Sin embargo, no siguieron desarrollando más este tema. Kizu no se vio motivado a compartir la emoción del joven imaginando que Tokio, con niños y cabezas de ganado incluidos, aparte naturalmente de los adultos, fuera a sufrir una total destrucción. En parte porque, después de hablar sobre aquella obra que comentaba el Libro de Jonás, él no alcanzaba a responder a la pregunta que Ikúo le había hecho en la Sala de Secado, a saber: si el Libro de Jonás, tal como ahora se conserva en la Biblia, es un texto truncado, o está completo.
Ikúo entonces, al percatarse sagazmente de la turbación de Kizu, se aprestó a cambiar de tema sin reparo alguno, dejando de lado el Libro de Jonás. Al punto se dio una vuelta por la zona de taller que Kizu había establecido en su vivienda, y donde estaban expuestos los dibujos y óleos que éste había hecho al retomar su labor creativa, tras su regreso a Tokio. Ikúo manifestó su satisfacción al comprobar que el estilo de las obras de Kizu se correspondía cabalmente con la maravillosa sensación experimentada al ver aquel libro de dibujos bíblicos. Añadió, sin embargo, que, al ver obras originales, el color era aún más brillante, y que le recordaba el color de la pintura costumbrista contemporánea de América; observaciones que -para Kizu- precisamente daban en el blanco. Con ocasión de esto la charla derivó hacia una propuesta de Ikúo: si Kizu necesitaba un modelo para pintar, y concretamente para pintar el desnudo masculino, podía contratarlo a él; lo cual sería muy gratificante, ya que mientras él mismo posaba podía aprender mucho de la conversación del profesor, y así sería posible "matar dos pájaros de un tiro", y todo eso.
Una vez que acordaron este plan, Kizu acompañó a Ikúo a la puerta, y enseguida pensó que el joven había venido con la idea preconcebida de antemano de hacerle aquella propuesta de posar, ahora ya aceptada.
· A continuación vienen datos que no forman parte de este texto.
PR #6815, opened 2024-05-09
Add common AutoHotkey extensions

Banaanae:
Adds common AutoHotkey extensions

## Description

Adds the following extensions:
- ah1
- ah2

## Checklist:

      - https://github.com/search?q=NOT+is%3Afork+path%3A*.ah1+%3A%3D&type=code
      - https://github.com/search?q=NOT+is%3Afork+path%3A*.ah2+%3A%3D&type=code
    - Sample source(s):
      - Wrote my own
    - Sample license(s):
    - MIT


lildude (changes requested):
A quick look at your search links suggests most of these extensions are nowhere near popular enough for inclusion. Your samples are all exactly what we [explicitly say](https://github.com/github-linguist/linguist/blob/master/CONTRIBUTING.md#adding-an-extension-to-a-language) do not add too.

Please remove all extensions that don't meet our popularity requirements or aren't close. And replace the samples with _real_ samples.

The heuristic is also unnecessary as Linguist won't use it as it doesn't already know about this extension, which means every file on GitHub will that extension will now be associated with this language, which you might want to think twice about.

You might want to consider using an [override](https://github.com/github-linguist/linguist/blob/master/docs/overrides.md) instead.

Banaanae:
I removed the `ahk1` and `ahk2` extensions
Made the samples better

I'm not too sure what you mean with the heuristics, there are a couple of files like [this](https://github.com/WEC-Sim/WEC-Sim/blob/main/examples/BEMIO/AQWA/RM3/RM3.AH1) which share the same extension, but isn't autohotkey
Overrides sound like a local thing?

lildude:
> I'm not too sure what you mean with the heuristics, there are a couple of files like [this](https://github.com/WEC-Sim/WEC-Sim/blob/main/examples/BEMIO/AQWA/RM3/RM3.AH1) which share the same extension, but isn't autohotkey

The heuristic is not considered at all when Linguist only knows one language for an extension. In such a case the language Linguist knows is applied to all files with that extension, unless overridden.

In order for the heuristic to be considered, Linguist needs to know of at least two languages using the extension so it can use it to differentiate between the two and make a better identification. So if you want your heuristic to take effect, you will need to identify another  other language, and add it to Linguist as part of this PR, assuming it meets the popularity requirements too.

That file in question will remain unaffected as the repo already has an override.

> Overrides sound like a local thing?

Only local to the repo. The other language file you pointed to only has a language and loose syntax highlighting because the repo owner has told Linguist to consider all files in the repo as matlab with [this line](https://github.com/WEC-Sim/WEC-Sim/blob/453af810b9f1bf5ae3b608b1e84078037dc20919/.gitattributes#L1).

Banaanae:
All requested changes should be addressed now :)

lildude (approved):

Con todo y con eso, Kizu descubrió que volvía a aflorar a su propia cara la misma sonrisa que antes experimentara, cuando salía de la Sala de Secado.
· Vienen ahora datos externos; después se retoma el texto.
PR #6832, opened 2024-05-16
Add the Cylc language.

oliver-sanders:
## Description

Add the [Cylc](https://github.com/cylc/cylc-flow) language.

## Checklist:

      -  https://github.com/search?q=%28path%3A**%2Fsuite.rc+OR+path%3A**%2Fflow.cylc%29+-is%3Afork+-org%3Acylc&type=code&ref=advsearch
      - (note all Cylc projects must have a "root" flow.cylc or suite.rc file which is what I've searched for above, projects often contain additional "*.cylc" files)
    - Sample source(s):
      - https://github.com/MetOffice/CSET/blob/main/cset-workflow/flow.cylc
      - https://github.com/MetOffice/CSET/tree/main/cset-workflow/includes
    - Sample license(s):
      - Apache 2.0
  - [x] I have included a syntax highlighting grammar: [Cylc.tmbundle](https://github.com/cylc/Cylc.tmbundle) (BSD)
      
  - [x] I have added a color
    - Hex value: `#00b3fd`
    - Rationale: Primary brand colour used in user interfaces and the logo.
    - No other languages share the ".cylc" extension.


samples/Cylc/model.cylc
```diff
@@ -0,0 +1,138 @@
+#!Jinja2
```
oliver-sanders, line 1: I think the CI failure might be to do with this line?

```
 Cylc has a sample with an interpreter (Jinja2) that isn't explicitly defined in languages.yml
```

This shebang line is a functional part of the language (configures Cylc to run the Jinja2 preprocessor on this file before ingestion), but can remove it if necessary.

MetRonnie: (The shebang doesn't affect tokenization of the file by the textmate grammar)

oliver-sanders: Removed the Jinja2 shebangs as they are causing issues with CI.

lib/linguist/languages.yml
```diff
@@ -1399,6 +1399,17 @@ Cycript:
   codemirror_mode: javascript
   codemirror_mime_type: text/javascript
   language_id: 78
+Cylc:
+  type: programming
```
lildude, line 1403: This should be data as is INI into which you're grouping it.

oliver-sanders: Thanks:

```suggestion
  type: data
```

The syntax is INI-like, but it describes, an executable program, let me know if there's a more appropriate grouping.

lildude: My comment was only based on you grouping it with INI. Grouping isn't necessary. 

I know nothing about Cylc but from a quick view of the docs it appears these files describe workflows so it's really up to you if you'd consider this an actual programming language or data. We have other workflow-like languages which are considered data and others programming.

oliver-sanders: Yep that's right, so long as it makes sense in Linguist.

oliver-sanders:
Great, thanks for the clarification.

The extension usually only appears once per repo so I used a search query which looks for files in the project root which has ~800 results. I failed to mention it was a "once per repo" query, apologies.

I've now also included file extension queries (which will also pick up include files) which gives ~2.4k matches.

lildude (approved):

Issue #2225, opened 2021-08-23
IL Trimmer doesn't support net7.0


eerhardt:
See the code here:

https://github.com/mono/linker/blob/062c230b2674ea187da17d94742531e196e1e172/src/linker/Linker/LinkContext.cs#L701-L706

When updating dotnet/runtime to `net7.0`, we are running into new warnings because the following code is not working correctly:

https://github.com/mono/linker/blob/062c230b2674ea187da17d94742531e196e1e172/src/linker/Linker.Steps/MarkStep.cs#L1670-L1681

Warnings:

```
ILLink : Trim analysis error IL2026: System.Data.DataSet: Using method 'System.Data.DataSet.DataSet(SerializationInfo,StreamingContext)' which has 'RequiresUnreferencedCodeAttribute' can break functionality when trimming application code. Members from serialized types may be trimmed if not referenced directly. [C:\git\runtime6\src\libraries\src.proj]
ILLink : Trim analysis error IL2026: System.Data.DataTable: Using method 'System.Data.DataTable.DataTable(SerializationInfo,StreamingContext)' which has 'RequiresUnreferencedCodeAttribute' can break functionality when trimming application code. Members from serialized types may be trimmed if not referenced directly. [C:\git\runtime6\src\libraries\src.proj]
ILLink : Trim analysis error IL2026: System.Data.TypedTableBase`1: Using method 'System.Data.TypedTableBase<T>.TypedTableBase`1(SerializationInfo,StreamingContext)' which has 'RequiresUnreferencedCodeAttribute' can break functionality when trimming application code. Members from serialized types may be trimmed if not referenced directly. [C:\git\runtime6\src\libraries\src.proj]
```

cc @vitek-karas @sbomer @ViktorHofer

vitek-karas:
Working on this....

PR #2226, opened 2021-08-23
Make linker forward compatible with regards to framework versioning

vitek-karas:
Runtime is trying to update to .NET 7 versioning, but this breaks linker since it hardcodes knowledge of all versions.
This change makes it forward compatible by recognizing "higher than what I know".

No test as there's not a really good way to test this without going through a lot of trouble. Tested locally with runtime targeting 7.0 versioning.

Fixes https://github.com/mono/linker/issues/2225

### DIFF
--- a/src/linker/Linker/LinkContext.cs
+++ b/src/linker/Linker/LinkContext.cs
@@ -45,9 +45,13 @@ namespace Mono.Linker
 
 	public enum TargetRuntimeVersion
 	{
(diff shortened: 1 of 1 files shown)


sbomer (approved):

MichalStrehovsky:
Is there any value in having an enum? It feels like it would be more futureproof (and straightforward) to just treat it as an integer (or System.Version if one feels fancy).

Ese fin de semana, Kizu se despertó temprano una mañana, cuando aún estaba oscuro. En esto, tuvo ocasión de apercibirse de su propia postura en la cama. Ante el temor de que posiblemente el cáncer le hubiera invadido el hígado, solía dormir echándose sobre el costado izquierdo, con el brazo como almohada; una postura que tenía cierta base en el ámbito de su memoria remota: era la imagen que conservaba de sí mismo a los diecisiete o dieciocho años, echado sobre la ladera de una colina, en un valle de aquellos bosques por donde había nacido y se había criado. Hasta el presente esa imagen suya se le venía representando a veces en sus sueños, ante los cuales Kizu se sentía como quien ve visiones: siempre dibujándose con una gran sensación de realidad -por la riqueza del color- esa postura suya que él asumía como de "su eterno presente". Y en este momento del amanecer, en el sueño inmediatamente previo al despertar, Kizu se encontraba pues de vuelta en "su eterno presente".
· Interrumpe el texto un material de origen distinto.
PR #2230, opened 2021-08-25
Validate unrecognized patterns against logged warnings

sbomer:
This changes the linker validation to check for unrecognized
reflection access patterns against logged messages. The plan is to do
the same for the analyzer tests, allowing us to make progress as we
replace UnrecognizedReflectionAccessPatternAttribute with
ExpectedWarningAttribute.

The UnrecognizedReflectionAccessPatternAttribute is now checked
against both the logged messages and recorded unrecognized reflection
patterns. We check that it matches the same number of patterns as
logged warnings for consistency. This required some changes to the
signature formats used for validation, since the signatures used in
this attribute now need to use the same format as the one we use for
logged warnings.

Changing the signature formats here uncovered some places where we
were still using the cecil signature format even for user-visible
warnings. These have been changed to use the format from
GetDisplayName.

Generic parameter dataflow validation treats the
UnrecognizedReflectionAccessPatternAttribute differently, using the
member name to refer to a generic type parameter. This inconsistency
has been lifted into a separate custom attribute argument that
specifies when the attribute refers to a generic
parameter. Non-generic method parameters had a similar problem, but
this was less common, so those usages were just replaced by
ExpectedWarningAttribute.


src/linker/Linker/MemberReferenceExtensions.cs
```diff
@@ -13,8 +15,15 @@ public static string GetDisplayName (this MemberReference member)
...
+			case IMemberDefinition memberDef:
+				var sb = new StringBuilder ();
+				if (memberDef.DeclaringType != null)
+					sb.Append (memberDef.DeclaringType.GetDisplayName ()).Append ('.');
+				sb.Append (memberDef.Name);
+				return sb.ToString ();
+
 			default:
-				return member.FullName;
+				throw new NotImplementedException ();
```
vitek-karas, line 26: I would probably still return `FullName` in this case (and assert).
Any exception from the linker is fatal to the publish - so unless we really can't figure out what to do, we should not hard fail. In this case the only failure is to show a nice name - so definitely not serious enough to fail the publish.

test/Mono.Linker.Tests/TestCasesRunner/ResultChecker.cs
```diff
@@ -663,189 +662,368 @@ void VerifyKeptAllTypesAndMembersInAssembly (AssemblyDefinition linked)
...
+							List<MessageContainer> matchedMessages;
+							if ((bool) attr.ConstructorArguments[1].Value)
+								matchedMessages = loggedMessages.Where (m => Regex.IsMatch (m.ToString (), expectedMessage)).ToList ();
+							else
+								matchedMessages = loggedMessages.Where (m => m.ToString ().Contains (expectedMessage)).ToList (); ;
+							Assert.IsTrue (
+								matchedMessages.Count > 0,
+								$"Expected to find logged message matching `{expectedMessage}`, but no such message was found.{Environment.NewLine}Logged messages:{Environment.NewLine}{string.Join (Environment.NewLine, loggedMessages)}");
+
+							loggedMessages.Remove (matchedMessages.First ());
```
vitek-karas, line 701: Just to make sure - it was intentionall to require multiple attributes if the same message appears more than once, right?

test/Mono.Linker.Tests/TestCasesRunner/ResultChecker.cs
```diff
@@ -663,189 +662,368 @@ void VerifyKeptAllTypesAndMembersInAssembly (AssemblyDefinition linked)
...
-						var matchedMessages = loggedMessages.Where (mc => {
-							if (mc.Category != MessageCategory.Warning || mc.Code != expectedWarningCodeNumber)
-								return false;
+							int expectedWarningCodeNumber = int.Parse (expectedWarningCode.Substring (2));
+							string expectedOrigin = null;
 
-							foreach (var expectedMessage in expectedMessageContains)
-								if (!mc.Text.Contains (expectedMessage))
-									return false;
+							var partialMatch = loggedMessages.Where (m => m.ToString ().Contains ("--StaticCtorTriggeredByFieldAccess--"));
```
vitek-karas, line 732: I assume this is left-over from debugging?

vitek-karas (approved):
Looks good!

PR #2236, opened 2021-08-27
Refactor PeVerifier

mrvoorhe:
We are migrating our unit test projects to run on net5.  However, we will continue to run our linker tests against a mono like profile (since that is what Unity is based on).

Eliminating PeVerifier entirely when building for net5 causes us problems.  We want to continue running it on the linker test executables.

This PR refactors how PeVerifier is made to do nothing when compiling with NETCOREAPP defined.  This approach lets the illink tests continue to operate as they do now.  While also giving us the ability to run our `Unity.Linker.Tests` project on net5, our test case assemblies compiled against a .NET Framework profile, and have our test framework continue to run PeVerifier

### DIFF
--- a/test/Mono.Linker.Tests/TestCasesRunner/PeVerifier.cs
+++ b/test/Mono.Linker.Tests/TestCasesRunner/PeVerifier.cs
@@ -1,9 +1,7 @@
-#if !NETCOREAPP
 using System;
 using System.Collections.Generic;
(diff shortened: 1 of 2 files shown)


marek-safar:
LGTM but please run lint.sh to fix the build

mrvoorhe:
Thanks.  lint ran.  CI should be green this time.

Kizu se hallaba en una edad en que, por usar la expresión americana, su cabeza tenía aspecto de 'salt and pepper' o 'pelo entrecano' y corto, en tanto que la imagen que él se hacía de sí mismo era la de un joven de diecisiete o dieciocho años. Pues al tomarse mentalmente el pulso advertía que su ritmo emocional no había cambiado gran cosa desde la época en que tenía los diecisiete o los dieciocho. Aunque era consciente, con toda la crudeza del caso, de que se daba en él la grotesca confluencia de un hombre en el último tramo de la década de su cincuentena con la inquietud de espíritu de un muchacho a los diecisiete o dieciocho años. Kizu se imaginaba el episodio narrado en el canto trece de la Divina Comedia, correspondiente al infierno: donde un alma que acaba de entrar en la antesala de la vejez agarra su propio cuerpo, adolescente, y lo cuelga de unas zarzas.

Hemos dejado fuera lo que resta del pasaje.